Data for analysis –
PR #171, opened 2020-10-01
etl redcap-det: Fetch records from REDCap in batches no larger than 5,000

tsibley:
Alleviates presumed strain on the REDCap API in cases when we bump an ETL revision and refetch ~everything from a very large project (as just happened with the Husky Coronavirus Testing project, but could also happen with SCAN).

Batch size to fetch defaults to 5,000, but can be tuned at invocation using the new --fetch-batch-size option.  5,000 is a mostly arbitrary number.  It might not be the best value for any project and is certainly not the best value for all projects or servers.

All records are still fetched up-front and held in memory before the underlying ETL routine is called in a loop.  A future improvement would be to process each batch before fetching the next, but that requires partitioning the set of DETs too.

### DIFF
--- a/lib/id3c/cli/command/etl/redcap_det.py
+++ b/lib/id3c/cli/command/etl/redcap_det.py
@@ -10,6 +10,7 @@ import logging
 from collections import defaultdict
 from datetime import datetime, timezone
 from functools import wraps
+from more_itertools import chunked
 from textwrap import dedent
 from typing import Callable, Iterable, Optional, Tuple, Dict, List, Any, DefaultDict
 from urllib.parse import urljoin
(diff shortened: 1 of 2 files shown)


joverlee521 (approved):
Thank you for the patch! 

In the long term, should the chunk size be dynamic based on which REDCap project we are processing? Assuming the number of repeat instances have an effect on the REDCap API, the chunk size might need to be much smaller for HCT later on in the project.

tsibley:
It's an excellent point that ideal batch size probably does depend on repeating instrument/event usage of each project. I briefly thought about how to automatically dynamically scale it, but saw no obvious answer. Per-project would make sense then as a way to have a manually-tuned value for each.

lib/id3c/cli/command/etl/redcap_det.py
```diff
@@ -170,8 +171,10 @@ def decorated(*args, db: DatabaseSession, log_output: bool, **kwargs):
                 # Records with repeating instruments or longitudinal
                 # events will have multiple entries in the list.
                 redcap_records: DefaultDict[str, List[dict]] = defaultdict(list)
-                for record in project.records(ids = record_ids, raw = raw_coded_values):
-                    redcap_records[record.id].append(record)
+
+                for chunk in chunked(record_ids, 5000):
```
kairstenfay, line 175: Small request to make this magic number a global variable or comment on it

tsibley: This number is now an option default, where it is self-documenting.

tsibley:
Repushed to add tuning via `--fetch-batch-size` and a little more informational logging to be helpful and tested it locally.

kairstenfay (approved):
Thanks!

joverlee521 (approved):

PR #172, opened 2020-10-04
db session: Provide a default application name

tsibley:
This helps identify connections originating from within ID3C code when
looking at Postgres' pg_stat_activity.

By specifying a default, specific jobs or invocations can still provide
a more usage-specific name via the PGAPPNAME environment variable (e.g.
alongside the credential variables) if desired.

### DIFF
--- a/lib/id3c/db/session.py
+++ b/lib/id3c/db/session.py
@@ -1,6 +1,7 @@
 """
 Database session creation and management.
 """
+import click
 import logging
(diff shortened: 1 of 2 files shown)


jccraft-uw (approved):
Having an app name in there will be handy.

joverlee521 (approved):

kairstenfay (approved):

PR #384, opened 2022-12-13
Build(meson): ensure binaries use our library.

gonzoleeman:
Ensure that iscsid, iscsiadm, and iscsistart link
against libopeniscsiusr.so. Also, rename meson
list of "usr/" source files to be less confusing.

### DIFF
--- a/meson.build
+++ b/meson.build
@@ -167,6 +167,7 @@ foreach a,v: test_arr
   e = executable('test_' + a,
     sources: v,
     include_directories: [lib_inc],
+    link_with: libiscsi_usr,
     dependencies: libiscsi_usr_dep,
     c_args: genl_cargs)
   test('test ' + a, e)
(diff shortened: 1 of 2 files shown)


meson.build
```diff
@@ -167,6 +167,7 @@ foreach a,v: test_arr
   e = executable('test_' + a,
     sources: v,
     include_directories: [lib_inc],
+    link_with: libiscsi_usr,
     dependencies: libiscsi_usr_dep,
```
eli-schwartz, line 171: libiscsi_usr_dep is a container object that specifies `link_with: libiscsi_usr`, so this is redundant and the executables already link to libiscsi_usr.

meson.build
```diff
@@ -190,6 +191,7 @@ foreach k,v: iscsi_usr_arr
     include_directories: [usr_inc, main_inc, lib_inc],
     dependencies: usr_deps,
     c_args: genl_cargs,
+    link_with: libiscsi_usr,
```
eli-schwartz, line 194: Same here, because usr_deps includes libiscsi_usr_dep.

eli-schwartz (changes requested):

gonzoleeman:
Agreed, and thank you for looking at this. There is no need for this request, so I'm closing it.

Task prompt – List all lines from the entries that include the word "schwartz".

Task result –
eli-schwartz, line 171: libiscsi_usr_dep is a container object that specifies `link_with: libiscsi_usr`, so this is redundant and the executables already link to libiscsi_usr.
eli-schwartz, line 194: Same here, because usr_deps includes libiscsi_usr_dep.
eli-schwartz (changes requested):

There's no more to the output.